# Background setting cork/driftwood in foam - Added Pics



## Guest (Dec 11, 2004)

I'm getting ready to create a background for my 65 gallon tank. My plan is to make the background on flat styrofoam boards and then attach these use silicon to attach these to the back of the aquariuym. 

I plan on setting cork bark and drift wood into the foam as its drying. Will the foam be tacky enough to hold the bark/wood? should I wait till it drys then silicone it? or? Is there any danger to using styrofoam as the base for my background?


-Tad

Ok here's some pics of whats done so far:

























The last pic is just b/c it was one the same card, turned out really nice/abstract other than being resized and cropped the photo is untouched.

-Tad


----------



## Jace King (May 5, 2004)

I dont understand what your saying. When you say styrofoam you mean some styrofoam bricks right. Or are your talking about great stuffing some ghost wood. In that case i would make sure the wood is stable before great stuffing.


----------



## Guest (Dec 11, 2004)

Yeah, I was having two separate thoughts there... and didn't quite join them properly heh. I plan on building the background on styrofoam panels (they're about an inch thick three feet long and 16 inches wide or so). I'm going to use expanding foam (spraying it on the styrofoam panel). I then plan on setting pieces of wood into the foam while its drying.

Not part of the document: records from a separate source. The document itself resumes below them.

PR #78, opened 2016-10-17
Drop support for LibreSSL < 2.3

rhenium:
I'm thinking of dropping support for unmaintained versions of LibreSSL.

According to the support schedule described on libressl.org[1], a stable branch is maintained for 1 year after an OpenBSD release that ships with it is published. So, LibreSSL 2.2, which was the version on OpenBSD 5.8 released on 2015-08, is no longer supported officially.

Unlike OpenSSL, since there are no (at least I don't know) redisributions with extended support, I think it's completely safe to drop old versions.

@zzak @hsbt What do you think?

[1]: http://www.libressl.org/releases.html


hsbt:
I confirmed that LibreSSL was released at 1 year ago. I agreed to drop old release version of LibreSSL.

zzak:
LGTM, it looks like we can "drop support" without breaking anything for LibreSSL v2.2 users

PR #82, opened 2016-11-03
Appveyor status badge

hsbt:
Added appveyor status by status badge

### DIFF
--- a/README.md
+++ b/README.md
@@ -1,6 +1,7 @@
 # OpenSSL
 
 [![Build Status](https://travis-ci.org/ruby/openssl.svg?branch=master)](https://travis-ci.org/ruby/openssl)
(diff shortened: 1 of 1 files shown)


rhenium:
I personally don't like status badges because they work poorly on non-default (non-master) branches. Isn't the ✓ mark in the commit log[1] enough?

[1]: https://github.com/ruby/openssl/commits/master

hsbt:
I partly agreed your comment. 3rd-party build statues are fragile in a lot of cases.

But I always use status badge for actively of repository/software. It's not for maintainers, It's for users who interested in this project.

hsbt:
I understood details of `they work poorly on non-default (non-master) branches.` 

We need to point-out build status of stable branches used GitHub API.

rhenium:
While this is not a good way, I can also imagine that people use the badges as an indicator that the project is actively maintained. For this purpose, it is ok if master shows the correct status.

PR #80, opened 2016-10-26
Enabled appveyor for Windows build

hsbt:
(This is work in progress status yet)

PR #83, opened 2016-11-05
Add install_dependencies rake task that installs testing dependencies

rhenium:
Follow up for #80. Seeing if Travis and AppVeyor are happy with this.

---

Parse the dependency gems from openssl.gemspec and install them. This is
extracted from tool/ruby-openssl-docker/init.sh.

.travis.yml, appveyor.yml and CONTRIBUTING.md are also updated to use
the new task.


hsbt:
👍  Seems simple and useful.

PR #86, opened 2016-12-02
Remove support for OpenSSL < 1.0.1

rhenium:
Currently, we are skipping all tests if built with < 1.0.0[1]. This is really bad. Probably we can fix them. ...but who really uses such an out-dated version?

Support for OpenSSL 0.9.8/1.0.0 series from the OpenSSL development team has finally ended last year, on 2015-12[2].

We have kept basic compatibility (no missing symbols, SSL seems to work) with OpenSSL 0.9.8 mainly for RHEL 5 (and its derivatives) that ships with heavily modified OpenSSL 0.9.8e. The RHEL 5 will reach EOL on 2017-03. We are already ignoring 0.9.8 bundled in OS X[3]. As far as I know, there are no other public re-distributions of OpenSSL 0.9.8 or 1.0.0 series with security bug fixes, so, it must be safe to assume nobody is still using them.

I'm not going to merge immediately, and thinking of doing this after Ruby 2.4 release.

Thoughts?

[1]: https://github.com/ruby/openssl/blob/4ff95439d0b13aac7b9b2e3674f0a6662c715ec6/test/utils.rb#L369
[2]: https://www.openssl.org/blog/blog/2014/12/23/the-new-release-strategy/
[3]: https://github.com/ruby/openssl/blob/4ff95439d0b13aac7b9b2e3674f0a6662c715ec6/ext/openssl/extconf.rb#L58


hsbt:
I agreed. We should merge this after Ruby 2.4.0 release.

> The RHEL 5 will reach EOL on 2017-03.

It's enough for our decision.

rhenium:
Will merge to master. -400 lines!

zzak:
Great work, @rhenium!

PR #88, opened 2016-12-06
asn1: handle GENERALIZEDTIME without seconds

yogo1212:
encountered this error using a certificate that is accepted by other clients:
```
OpenSSL::X509::Certificate.new File.read ("openssl_test.crt")
TypeError: bad GENERALIZEDTIME format
```
this is from asn1parse:
```
  147:d=2  hl=2 l=  30 cons:   SEQUENCE          
  149:d=3  hl=2 l=  13 prim:    GENERALIZEDTIME   :201401010000Z
  164:d=3  hl=2 l=  13 prim:    UTCTIME           :390512144609Z
```

### DIFF
--- a/ext/openssl/ossl_asn1.c
+++ b/ext/openssl/ossl_asn1.c
@@ -47,8 +47,13 @@ asn1time_to_time(const ASN1_TIME *time)
 	}
 	break;
     case V_ASN1_GENERALIZEDTIME:
-	if (sscanf((const char *)time->data, "%4d%2d%2d%2d%2d%2dZ", &tm.tm_year, &tm.tm_mon,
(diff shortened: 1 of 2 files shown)


rhenium:
Thanks for the PR!

Indeed, X.680 specifies that the seconds part can be absent. The asn1time_to_time() function also does not handle {UTC,Generalized}Time with fraction seconds or time zones, but this would be out of scope of this PR.

Could you add some basic tests to test/test_asn1.rb, and update the commit message to include the rationale about the change before merge?

yogo1212:
@rhenium ping :-)

rhenium:
@yogo1212 Nice, thanks! Could you squash the third commit into the first one?

yogo1212:
nothing comes more naturally than changing the course of history in the past :-D

rhenium:
Thanks!

PR #89, opened 2016-12-09
Fix a typo in ossl_engine.c

koic:
Replace `A EngineError` with `An EngineError`.

cf. https://github.com/ruby/ruby/pull/1502


rhenium:
Thank you!

koic:
Thanks too.

PR #546, opened 2022-10-05
Change RSA padding default to OAEP

bdewater:
PKCS#1 v1.5 has been unsafe since [1998's Bleichenbacher attack](https://en.wikipedia.org/wiki/Adaptive_chosen-ciphertext_attack). Even if these PKey::RSA methods are deprecated in favor of the new [`PKey::PKey#{encrypt,decrypt}`](https://ruby-doc.org/stdlib-3.1.0/libdoc/openssl/rdoc/OpenSSL/PKey/PKey.html#method-i-decrypt) interface, they can and are still used as https://shopify.engineering/building-flex-comp shows - in which case this library is recommending unsafe defaults to people who are not intimitely familiar with cryptography.

### DIFF
--- a/lib/openssl/pkey.rb
+++ b/lib/openssl/pkey.rb
@@ -363,13 +363,13 @@ module OpenSSL::PKey
     #    rsa.private_encrypt(string, padding) -> String
     #
     # Encrypt +string+ with the private key.  +padding+ defaults to
-    # PKCS1_PADDING. The encrypted string output can be decrypted using
+    # PKCS1_OAEP_PADDING. The encrypted string output can be decrypted using
     # #public_decrypt.
     #
     # <b>Deprecated in version 3.0</b>.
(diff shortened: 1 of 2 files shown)


rhenium:
I disagree with this change in RSA#public_encrypt and #private_decrypt.

This will break existing applications using the default. It would be very annoying to track down such an issue since encrypted data doesn't contain information about the padding scheme.

Also, these legacy methods lack a way to specify OAEP parameters, which is necessary for interoperability with other applications. They use hard-coded parameters, SHA-1 in MGF1 and an empty label.

I think it's best to leave the behavior as it is now. They are meant for legacy applications only anyway.

bdewater:
Would you consider a patch instead calling out the insecure default in the documentation?

rhenium:
Yes, that would be useful!

PR #547, opened 2022-10-07
Use default `IO#timeout` if possible.

ioquatix:


ext/openssl/ossl_ssl.c
```diff
@@ -1701,11 +1701,15 @@ no_exception_p(VALUE opts)
     return 0;
 }
 
+#ifndef RB_IO_TIMEOUT_DEFAULT
+#define RB_IO_TIMEOUT_DEFAULT Qnil
+#endif
```
rhenium, line 1706: I guess this should be `RUBY_`, not `RB_`? https://github.com/ruby/ruby/commit/a081fe76de5de0307651d99324a0e454fd8b8a8b

I think a comment would be helpful too, so we can remove this ifdef when we drop support for Ruby <= 3.1.

PR #548, opened 2022-10-07
Use default `IO#timeout` if possible.

ioquatix:
cc @rhenium

Apologies for this noise, and thanks for pointing out my mistake. It's been a long week.


rhenium (approved):
:+1:

PR #549, opened 2022-10-08
Call out insecure PKCS #1 v1.5 default padding for RSA

bdewater:
Alternative to https://github.com/ruby/openssl/pull/546 for `maint-3.0` and `master` branch.


rhenium:
Looks good to me. Thank you!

I hope that made more sense.


-Tad


----------



## Jace King (May 5, 2004)

Why even use the styrofoam they seem to just waste space to me. Why not just silicon the ghost wood in then, Great stuff over them. Am i still missing something or would that accomplish the desired effect without the wasted space of the styrofoam. What is the styrofoam for.


----------



## Guest (Dec 11, 2004)

So that I can set everything up outside the aquarium giving me more room to work with. Really the only "wasted space" would be the 1" or so. I'm also some what nervous about spraying foam directly to the back of the aquarium. If I don't like how the background looks I can trash it before putting it inside the vivarium and don't have to worry about scraping it off the glass. I won't have to worry about spraying foam accidentally onto the sides or the front or anywhere else I don't want it.

-Tad


----------



## Jace King (May 5, 2004)

Oh that actually makes sense now. For the inch, that you lose i can see how you dont mind, but when added to the lose after the great stuff then its gets bigger. I cant foresee any problems with a styrofoam background.


----------



## Jace King (May 5, 2004)

But the idea of having a premade drop in background is very cool. You can make all hte mistakes you want and all you lose is styrofoam. practice till its perfect than drop it in. Good idea once i got it.


----------



## Darks!de (Nov 16, 2004)

Lol...i was under the impression that you can just razor blade great stuff off of glass if you messed up...probably still more trouble though...


----------



## Darren Meyer (May 22, 2004)

Hey I have place bog log directly into the expanding foam .Just have to place it in when it's 1/2 way cured . works great . Though I woulden't use the styrofoam , just seems like a waiste of time to me . Also gives smaller frogs a increased chance of somehow getting behind the barkground . 
Darren


----------



## kyle1745 (Feb 15, 2004)

Tad, 

I would do both, silicone the wood in place and then great stuff around it. As the silicone should hold a little better.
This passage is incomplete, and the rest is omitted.